Nicole KRAUSE, University of Wisconsin - Madison, United States
Shiyu YANG, University of Wisconsin - Madison, United States
Luye BAO, University of Wisconsin - Madison, United States
Todd NEWMANN, University of Wisconsin - Madison, United States
Dominique BROSSARD, University of Wisconsin - Madison, United States
Mikhaila CALICE, University of Wisconsin - Madison, United States
AI has changed the way scientists make genetic edits; it has infiltrated our daily lives through the internet of things; and it is being used by law enforcement agencies to fight crime. Many of the societal questions raised in its wake cannot be answered by science. Who or what will govern this technology? How do we prevent inevitable biases in how the technology is developed and applied? And how do we avoid unintended consequences such as predictive policing exacerbating racial profiling?
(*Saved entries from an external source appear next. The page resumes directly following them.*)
PR #907, opened 2022-12-31
feat: add IsEKSManaged property for all elbs and target groups

optplx:
This adds a new property `IsEKSManaged` to the elb, elbv2 and target groups.  

The ALB controller automatically adds a tag `elbv2.k8s.aws/cluster` to those resources  (as per the aws-load-balancer-controller [documentation](https://kubernetes-sigs.github.io/aws-load-balancer-controller/v2.4/guide/ingress/annotations/#resource-tags))

Concerning the classic ELBs, they are handled as of today by the in-tree controller and not by the ALB controller. Hence the tag is different, which explains my second commit. I decided to let the other filter as well, in case the ALB controller would take over the management of the classic ELBs at some point.

I am not sure about my implementation though, because it does implicitly bring EKS things into load balancers resources (it would for example require the `eks:ListClusters` permission to someone wanting to manage load balancers only).

However this would be very useful for us: in our context we want to keep all resources deployed via the ALB controller of any EKS cluster alive. When deleting a cluster, it often happens that we have orphan resources.
I'd like to avoid hardcoding the clusters name in the nuke config, because I will 100% sure forget to add or remove a name one day :/

What do you think?

### DIFF
--- a/resources/eks-clusters.go
+++ b/resources/eks-clusters.go
@@ -1,6 +1,7 @@
 package resources
 
 import (
+	"fmt"
 	"time"
 
 	"github.com/aws/aws-sdk-go/aws"
@@ -51,6 +52,18 @@ func ListEKSClusters(sess *session.Session) ([]Resource, error) {
 		params.NextToken = resp.NextToken
 	}
 	return resources, nil
+}
+
+func mapEKSClusters(sess *session.Session) (map[string]bool, error) {
+	eksClusters, err := ListEKSClusters(sess)
+	if err != nil {
+		return nil, err
+	}
+	eksClustersMap := make(map[string]bool)
+	for _, cl := range eksClusters {
+		eksClustersMap[fmt.Sprintf("%v", cl)] = true
+	}
+	return eksClustersMap, nil
 }
 
 func (f *EKSCluster) Remove() error {
--- a/resources/elb-elb.go
+++ b/resources/elb-elb.go
@@ -1,6 +1,7 @@
 package resources
 
 import (
+	"strings"
 	"time"
 
 	"github.com/aws/aws-sdk-go/aws/session"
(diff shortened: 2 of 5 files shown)


svenwltr (dismissed):

svenwltr:
If I see this correctly you can already achieve this with the aws-nuke config, right?

optplx:
you can more or less: we have clusters created and deleted quite often, for experiment purposes. Hence, this would require to update the nuke everytime, which would be painful. This does the same, but dynamically

optplx:
(force-pushed to rebase on main)

svenwltr:
Hello. Sorry for the late answer.

A filter config like this would work and does not require to change the nuke config every time:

When navigating emerging and complex issues like AI, non-expert audiences rely on different sets of trusted actors to guide their views. Using a nationally representative survey conducted in the United States in February and March of 2020 (n = 2,700; completion rate: 41.3%), we analyze the relationships among trust in different institutions and individuals’ AI-related attitudes, beliefs, and perceptions.
Our results show that trust in scientists and tech regulators operates in the expected, positive ways on support for AI. However, extending existing work on the interplay between trust and ideology in shaping science-related attitudes and beliefs, we also test several hypotheses related to nascent politicization of AI in ongoing US media narratives. In particular, we expect that public trust in certain institutions will play a mediating role in their support for AI, and that the mediating effect of trust will be further moderated by political views.
These expectations are driven by recent developments. First, as reports of discrimination linked to AI-driven policing and hiring practices have surfaced, US Congresspeople have proposed legislation to counteract AI risks. Notably, these proposals were introduced by Democrats (left-leaning party), and, as of this writing in February 2021, they don’t enjoy a single Republican co-sponsor (right-leaning party). Second, Republicans have long advanced media narratives that cast “Big Tech” as politically liberal and biased against conservatives, possibly undermining trust in tech companies and products like AI.
Nascent politicization of this kind is worrisome, given that partisan divides over other issues at the intersection of science and risk—most notably climate change—have inhibited policymaking and responsive action, and have exacerbated polarization in the US electorate. Our research begins to address the possibility that a similar phenomenon is occurring with AI.
Our results suggest that public opinion is indeed mapping, at least to some extent, onto politicized narratives, revealing an interplay between political ideology and trust on support for AI. For example, among people who have high trust in technology companies, we find that political ideology doesn't really affect support. However, for individuals who have moderate or low trust in tech companies, political ideology does matter, with conservatives supporting AI less. We discuss these and other findings and elaborate on implications for the future of AI.